Introduction to Field Operating

If you’ve been paying attention for the last ten or so years, you know that portable operating is one of the fastest growing areas in amateur radio. Even a cursory search will yield a ton of videos, photos, and pages dedicated to the topic: POTA, field day, SOTA, winter field day, IOTA, RaDAR, oh my!

Information Overload

However, what is odd is that many operators who have an interest in portable operating have tremendous difficulty getting started. Why is it that?

If anything, I would think that having so much information available would make it easy to get started. On the contrary, I think the extreme abundance of information is itself part of the problem. Depending on which source a ham views he or she will get completely different advice and be left confused.

MFJ loaded vertical antenna with manual clip for changing the antenna's inductive loading.
Experienced hams often forget that what is simple to us is confusing for new operators. Field operating has to be taught SIMPLY, in manageable pieces.

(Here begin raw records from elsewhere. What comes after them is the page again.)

PR #1235, opened 2015-04-30
Fix Bluetooth share without breaking others

### LINKED ISSUE #1223: Key shared via bluetooth is encoded in HTML

wfaulk:
Implemented Bluetooth sharing via file while leaving all other sharing alone.

Fixes #1223

### DIFF
--- a/OpenKeychain/src/main/java/org/sufficientlysecure/keychain/ui/ViewKeyAdvShareFragment.java
+++ b/OpenKeychain/src/main/java/org/sufficientlysecure/keychain/ui/ViewKeyAdvShareFragment.java
@@ -26,7 +26,7 @@ import android.net.Uri;
 import android.os.AsyncTask;
 import android.os.Build;
 import android.os.Bundle;
-import android.os.FileObserver;
+import android.os.ParcelFileDescriptor;
 import android.support.v4.app.ActivityCompat;
 import android.support.v4.app.LoaderManager;
 import android.support.v4.content.CursorLoader;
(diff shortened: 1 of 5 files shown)


dschuermann:
Nice work!
Instead of using another caching implementation, please use TemporaryStorageProvider (BTW, which needs to be fixed, see https://github.com/open-keychain/open-keychain/issues/1241).
Also, I would advise that we use the primary user id as a filename instead of the short key id. This is much more descriptive, short key ids serve no real purpose and should not be used anymore, see https://github.com/open-keychain/open-keychain/wiki/OpenPGP-Security#key-ids-arent-displayed .

@wfaulk Do you have time to do these changes? Would be really great!

wfaulk:
Had to rebase to get this to merge.  It should be good, though.

OpenKeychain/src/main/java/org/sufficientlysecure/keychain/ui/ViewKeyAdvShareFragment.java
```diff
@@ -213,13 +219,48 @@ private void share(Uri dataUri, ProviderHelper providerHelper, boolean fingerpri
...
+                // Bluetooth Share will convert text/plain sent via EXTRA_TEXT to HTML
+                // Add replacement extra to send a text/plain file instead.
+                if (Build.VERSION.SDK_INT >= Build.VERSION_CODES.LOLLIPOP) {
+                    try {
+                        String primaryUserId = UncachedKeyRing.decodeFromData(content.getBytes()).
+                                getPublicKey().getPrimaryUserIdWithFallback();
+
+                        TemporaryStorageProvider shareFileProv = new TemporaryStorageProvider();
+                        Uri contentUri = TemporaryStorageProvider.createFile(getActivity(),
+                                primaryUserId + Constants.FILE_EXTENSION_PGP_ALTERNATE + Constants.FILE_EXTENSION_ASC);
```
dschuermann: only use one file ending, in this case Constants.FILE_EXTENSION_ASC

dschuermann:
The changes in KeychainApplication and KeyFormattingUtils shouldn't be required any more, please revert them.

OpenKeychain/src/main/java/org/sufficientlysecure/keychain/ui/ViewKeyAdvShareFragment.java
wfaulk: Done.

wfaulk:
Whoops.  Fixed.

dschuermann:
Great thanks!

Consider antennas: one source says dipoles are the only way, another says only end-fed antennas will work, and yet another says that there’s no such thing as an end fed! Confusing enough? Contradictory enough? Frustrating enough?

What if we went about this differently, and broke down field operating into simple pieces that used gear any new ham would already have, without all the jargon, hype, and “my way is the right way” nonsense?

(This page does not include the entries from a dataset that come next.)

Issue #1260, opened 2015-05-08
"Clicking on linked contact crashes the app every time"


dschuermann:
Also labled with "help-wanted". Should be feasible for a newcomer to fix this.

From G Play:
"keeps crashing when trying to link to linked in.
Chose "linked system contact" for my own contact card
As I clicked on the button linked contact it stopped the app.
Clicking on linked contact crashes the app every time"

```
android.content.ActivityNotFoundException: No Activity found to handle Intent { act=android.intent.action.VIEW dat=content://com.android.contacts/contacts/-1 }
at android.app.Instrumentation.checkStartActivityResult(Instrumentation.java:1765)
at android.app.Instrumentation.execStartActivity(Instrumentation.java:1485)
at android.app.Activity.startActivityForResult(Activity.java:3736)
at android.app.Activity.startActivityForResult(Activity.java:3697)
at android.support.v4.app.FragmentActivity.startActivityForResult(FragmentActivity.java:820)
at android.app.Activity.startActivity(Activity.java:4007)
at android.app.Activity.startActivity(Activity.java:3975)
at org.sufficientlysecure.keychain.ui.ViewKeyFragment.launchContactActivity(ViewKeyFragment.java:195)
at org.sufficientlysecure.keychain.ui.ViewKeyFragment.access$100(ViewKeyFragment.java:49)
at org.sufficientlysecure.keychain.ui.ViewKeyFragment$3.onClick(ViewKeyFragment.java:167)
at android.view.View.performClick(View.java:4756)
at android.view.View$PerformClick.run(View.java:19749)
at android.os.Handler.handleCallback(Handler.java:739)
at android.os.Handler.dispatchMessage(Handler.java:95)
at android.os.Looper.loop(Looper.java:135)
at android.app.ActivityThread.main(ActivityThread.java:5221)
at java.lang.reflect.Method.invoke(Native Method)
at java.lang.reflect.Method.invoke(Method.java:372)
at com.android.internal.os.ZygoteInit$MethodAndArgsCaller.run(ZygoteInit.java:899)
at com.android.internal.os.ZygoteInit.main(ZygoteInit.java:694)
```

adithyaphilip:
Reason for crash: Had assumed secret key would always have a raw contact in 'me' profile. Assumption would fail if user imported contact from file (sync was missing) or manually deleted contact.

PR #1270, opened 2015-05-08
Fixed sync on key import, crash for 'me' linked contact

adithyaphilip:
Added:
* Contact sync on key import
* Crash prevention if raw contact for secret key does not exist in 'me' contact
* Delete raw contacts marked for deletion by user

Fixes Issue https://github.com/open-keychain/open-keychain/issues/1260


adithyaphilip:
As of now, if a user does not have a 'me' contact, the raw contact for it will be added but no linked system contact will be displayed since name will be null. Is this okay?

dschuermann:
seems reasonable for me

Or even better, what if we taught new operators how to do field operating using basic equipment that a new operator might already have, and and taught using down to earth language that a new operator could grasp?

Wouldn’t that be nice?

A better approach

The dirty little secret of field operating is that you can get started with whatever gear you already have. It’s all just radios, antennas, and electrons, so don’t overthink it, and don’t let the “experts” tell you that what you have won’t work.

If you have a handheld radio and a rubber duck antenna, you’re ready! If you have more than that then you’re already ahead of the game.

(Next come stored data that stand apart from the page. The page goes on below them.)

Issue #1256, opened 2015-05-06
Enhancement: On-Card Key Generation


josecastillo:
Opening this issue because I want to implement this, but I'm unsure whether it's desired functionality. As it stands currently, users can generate an OpenPGP identity within OpenKeychain, but if they want to use a Yubikey or NFC smart card, they must first configure it on a PC. I would like to be able to support people generating their keys securely on a Yubikey or a smart card, using nothing but OpenKeychain. I've started a branch to implement the commands necessary to do this on the card, but have run into some challenges understanding how I can fit these changes into the broader application. 

https://github.com/open-keychain/open-keychain/compare/development...josecastillo:oncardkeygen

On-card key generation works by issuing a GENERATE ASYMMETRIC KEYPAIR command for the correct slot (sign/decrypt/auth). The card generates this key, and then returns TLV data with the public exponent and modulus. From there, OpenKeychain would craft a public key packet with this data, and go about making the certification and subkey binding signatures with the usual nfcCalculateSignature commands. Finally, OpenKeychain would need to set the fingerprint and key generation timestamps on the card, and optionally change the user's PINs from the default. So far I've added commands to handle all of these tasks. 

The challenge is in incorporating this into the broader architecture of identity generation in OpenKeychain. I had imagined adding a parameter to the SubkeyAdd constructor, indicating whether the key should be generated on the card, and then firing off the required NFC operations in PgpKeyOperation. But looking into it further, the PgpKeyOperation creates the key using JcaPGPKeyPair, which always seems to want a private key. With on-card key generation, we won't have that, because the card never discloses private key data. 

Anyway, apologies for the wall of text, but after looking into this for a while I'm wondering whether this is even an enhancement that you would like to see in OpenKeychain. Personally I think it would be a huge usability win — especially for NFC-only tokens that cannot be easily configured on a PC.

Valodim:
This is on our agenda, albeit not with a very high priority (#875). It is definitely a desirable enhancement, if you get it into a working state we will merge for sure.

Have you given just sending the command a shot? Is it reasonably usable via NFC, in terms of required time for key generation etc?

The data flow is indeed complicated for this issue, and I have no advice from the top of my head. I will try to think about this some more when I have the time and come back with a better answer.

josecastillo:
Oh awesome — I hadn't seen that item, sorry for not searching more thoroughly. Good to know that it's something that's on the radar screen. 

[...]

Issue #875, opened 2014-09-22
Yubikey:  key generation (on or off key)


dschuermann:

Valodim:
promotion of public keys to yubikey-attached-secret-keys is done (#1028)

generating keys on the yubikey itself or generating them then moving them to the yubikey is a whole different beast, and requires evaluation if it even works reasonably well via nfc. seems low-prio for the moment

dschuermann:
done in https://github.com/open-keychain/open-keychain/commit/a9c606d49bf7d4e7a30b7265cd1fb04ff1c3c01c

PR #1278, opened 2015-05-12
Support for moving RSA keys to Yubikey or NFC smart card

josecastillo:
This pull request implements an enhancement mentioned in #875: the ability to move a secret key from OpenKeychain to a Yubikey or NFC smart card. As discussed in #1256, on-card key generation is unacceptably slow, but the ability to generate keys in OpenKeychain and move them to a smart card is still desirable. 

Subkeys in the Edit Key activity now support a "Move Subkey to Yubikey / Smart Card" action, which will check that the key is smart card compatible, and launch the NFC Operation activity to move the key to the smart card. The command automatically determines the appropriate slot on the card based on the key flags: SIGN or CERTIFY will go in the signing slot; ENCRYPT will go in the decryption slot; and AUTHENTICATE will go in the authentication slot (unless the subkey also has flags for SIGN or CERTIFY, in which case it will go in the signing slot instead). 

Two new methods in the Base NFC Activity support the keytocard operation: ```nfcPutData```, which is responsible for setting the fingerprints and key generation timestamps, and ```nfcPutKey```, which is responsible for extracting the raw secret key parameters and sending them to the card in an appropriate format. These commands require verification of the Admin PIN, which I've hard-coded to the default "12345678" for now. This makes it simpler to put keys on a new card, but a future enhancement might involve prompting for the Admin PIN as well. I've also added a command, ```nfcModifyPIN```, to change the PIN on a smart card; I didn't add UI for this, but it will probably be necessary for a user to fully customize their smart card or Yubikey with OpenKeychain. 

I also introduce one additional UI tweak in this pull request. In the key creation activity, if the user taps a completely blank smart card (one with no key fingerprints), a dialog is displayed asking the following: "Would you like to generate a smart card compatible key?" If the user says "Yes", a flag is set, and the key generation parameters are modified to generate the following: 

1. an RSA-2048 master key for signing and key certification, 
2. an RSA-2048 subkey for encryption, and
3. an RSA-2048 subkey for authentication. 

I welcome code review and any suggestions for changes or additions. There are a few areas that I have specific questions on, which I'll call out with comments on the pull request.


Valodim:
awesome work so far! :+1:

josecastillo:
Thanks for the suggestions! Input pending results ended up being ideal for this; I was able to move the keytocard process entirely into the PgpKeyOperation, which simplifies the data flow and allows for multiple keys to be moved to the card in a single operation. The edit key UI sets a boolean flag ```mMoveKeyToCard``` in each SubkeyChange to indicate that a given subkey should be moved to a card. Once the NFC activity is complete, the operation grabs the serial number from the returned data, sets ```mDummyDivert```, and completes. 

I still have the concern that I'm using the RequiredInputParcel and CryptoInputParcel to map subkey ID's to card serial numbers, when they were intended to map input hashes to output hashes, but I wonder whether that's more of an issue of how they're named than how they're used; in the end, this works to send a list of data into the NFC operation and get a map back out.

OpenKeychain/src/main/java/org/sufficientlysecure/keychain/pgp/PgpKeyOperation.java
```diff
@@ -1481,4 +1537,29 @@ private static boolean isDivertToCard(PGPSecretKey secretKey) {
...
     }
 
+    private static boolean checkSmartCardCompatibility(PGPSecretKey key, OperationLog log, int indent) {
+        PGPPublicKey publicKey = key.getPublicKey();
+        int algorithm = publicKey.getAlgorithm();
+        if (algorithm != PublicKeyAlgorithmTags.RSA_ENCRYPT &&
+                algorithm != PublicKeyAlgorithmTags.RSA_SIGN &&
+                algorithm != PublicKeyAlgorithmTags.RSA_GENERAL) {
+            log.add(OperationResult.LogType.MSG_K2C_ERROR_BAD_ALGO, indent + 1);
+            return true;
```
Valodim: true?

OpenKeychain/src/main/java/org/sufficientlysecure/keychain/operations/results/OperationResult.java
```diff
@@ -736,6 +739,11 @@ public void onAction() {
         MSG_EXPORT_LOG_EXPORT_ERROR_FOPEN(LogLevel.ERROR,R.string.msg_export_log_error_fopen),
         MSG_EXPORT_LOG_EXPORT_ERROR_WRITING(LogLevel.ERROR,R.string.msg_export_log_error_writing),
         MSG_EXPORT_LOG_EXPORT_SUCCESS (LogLevel.OK, R.string.msg_export_log_success),
+
+        // NFC keytocard
+        MSG_K2C_ERROR_BAD_ALGO(LogLevel.ERROR, R.string.edit_key_error_bad_nfc_algo),
```
Valodim: these are still part of the modify operation, should be MF

OpenKeychain/src/main/java/org/sufficientlysecure/keychain/ui/EditKeyFragment.java
```diff
@@ -415,15 +419,54 @@ public void handleMessage(Message message) {
...
+                            change.mMoveKeyToCard = false;
+                        }
+                        break;
+                    }
+                    case EditSubkeyDialogFragment.MESSAGE_KEYTOCARD: {
+                        CanonicalizedSecretKey.SecretKeyType secretKeyType =
+                                mSubkeysAdapter.getSecretKeyType(position);
+                        if (secretKeyType == CanonicalizedSecretKey.SecretKeyType.DIVERT_TO_CARD ||
+                            secretKeyType == CanonicalizedSecretKey.SecretKeyType.GNU_DUMMY) {
+                            Toast.makeText(EditKeyFragment.this.getActivity(),
```
Valodim: use Snackbar available from our Notify class instead of Toast

OpenKeychain/src/main/java/org/sufficientlysecure/keychain/pgp/PgpKeyOperation.java
```diff
@@ -356,10 +361,16 @@ public PgpEditKeyResult createSecretKeyRing(SaveKeyringParcel saveParcel) {
...
+                                                CryptoInputParcel cryptoInput,
+                                                SaveKeyringParcel saveParcel) {
+        return modifySecretKeyRing(wsKR, cryptoInput, saveParcel, new OperationLog());
+    }
+
+    public PgpEditKeyResult modifySecretKeyRing(CanonicalizedSecretKeyRing wsKR,
             CryptoInputParcel cryptoInput,
-            SaveKeyringParcel saveParcel) {
+            SaveKeyringParcel saveParcel,
+            OperationLog log) {
```
Valodim: log should always be passed together with indent, if it's supposed to be logged as part of another action

Valodim:
I think it's fine, since the data in the RequiredInputParcel is explicitly typed by RequiredInputType. Since that data always looks the same, it's easier to use an enum there rather than subclasses, especially since parcelables require a lot of boilerplate to marshall around. It would probably make sense to change mInputHashes to something like mNfcInputData at this point though.

I added some minor comments here and there but looks great otherwise. I would be very grateful if you could add unit tests to the PgpKeyOperationTest class for the mMoveKeyToCard attribute.

OpenKeychain/src/main/java/org/sufficientlysecure/keychain/ui/CreateKeyActivity.java
```diff
@@ -116,23 +122,45 @@ protected void onNfcPerform() throws IOException {
...
+
+            } catch (PgpKeyNotFoundException e) {
+                Fragment frag = CreateKeyYubiKeyImportFragment.createInstance(
+                        scannedFingerprints, nfcAid, userId);
+                loadFragment(frag, FragAction.TO_RIGHT);
+            }
+        } else {
+            AlertDialog.Builder builder = new AlertDialog.Builder(this);
+            builder.setTitle("Blank Smart Card / Yubikey Detected")
+                    .setMessage("Would you like to generate a smart card compatible key?")
```
dschuermann: These strings should be added to strings.xml
Maybe, it fits better into the wizard-like process to ask this as part of a fragment instead of a dialog, but this is not important for this pull request. I can also do this later for you.

josecastillo:
Fixed the issues mentioned above, and added a test case for the keytocard functionality. Note that in the PgpKeyOperationTest class, I changed the third test subkey from an ELG-1024 key to an RSA-2048 key, so that I would have a smart card compatible key for the test. This change does not affect any of the other test cases. 

I also changed one of the SubkeyChange constructors to take a moveKeyToCard boolean instead of a dummyDivert byte array, since mDummyDivert only ever gets set during the edit key operation. The constructor was no longer used anywhere except in test cases, so I changed it there. The actual functionality of changing a key to divert-to-card is still tested, in the new keytocard test case. 

Thanks for your help and let me know if there's anything else!

josecastillo:
I can also squash at least the first five commits to clean up the history; let me know if you'd like me to do that.

Valodim:
great! there's some open questions on how particular states of yubikey and secret key are handled which we should think about, for example when uploading a secret key to a non-empty yubikey, and how to connect the create-key flow to the upload one.

but the bulk is there and looks stable enough for testing, I think the rest can all be handled in issues. no need to squash, the history looks fine as it is. if dominik has no objections we can merge this.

Take a moment and round up whatever radio gear you have. It doesn’t matter if it’s a big pile or a small pile, just so long as you have your stuff. Now, see that hardware? That’s what you need to do field operating.

Use what you’ve got!

Four lessons

In the pages below I have taken the “five watts and a wire” approach to getting started in the field, whether your interests are SOTA, POTA, Field Day, or something else.

Each page provides succinct guidance and a “use what you’ve got” approach to getting on the air.

I’m here to tell you that the ham who goes out with an Ht and some guts is going to have more fun and make more contacts than the one who has $1,000 in gear and doesn’t go out because he’s been convinced that he needs $1,001 worth of gear.

Start simple, use what you’ve got, and just have fun!